Instructions for the task: The word "FileTree" marks the lines to find; copy every such line from the data below.

Supplied material:
■ ■ ■ ■ ■

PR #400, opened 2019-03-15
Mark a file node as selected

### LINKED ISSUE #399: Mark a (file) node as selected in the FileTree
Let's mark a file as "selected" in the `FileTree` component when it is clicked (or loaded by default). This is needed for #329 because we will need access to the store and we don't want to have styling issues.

■ ■ ■ ■ ■

Result below:
### LINKED ISSUE #399: Mark a (file) node as selected in the FileTree
Let's mark a file as "selected" in the `FileTree` component when it is clicked (or loaded by default). This is needed for #329 because we will need access to the store and we don't want to have styling issues.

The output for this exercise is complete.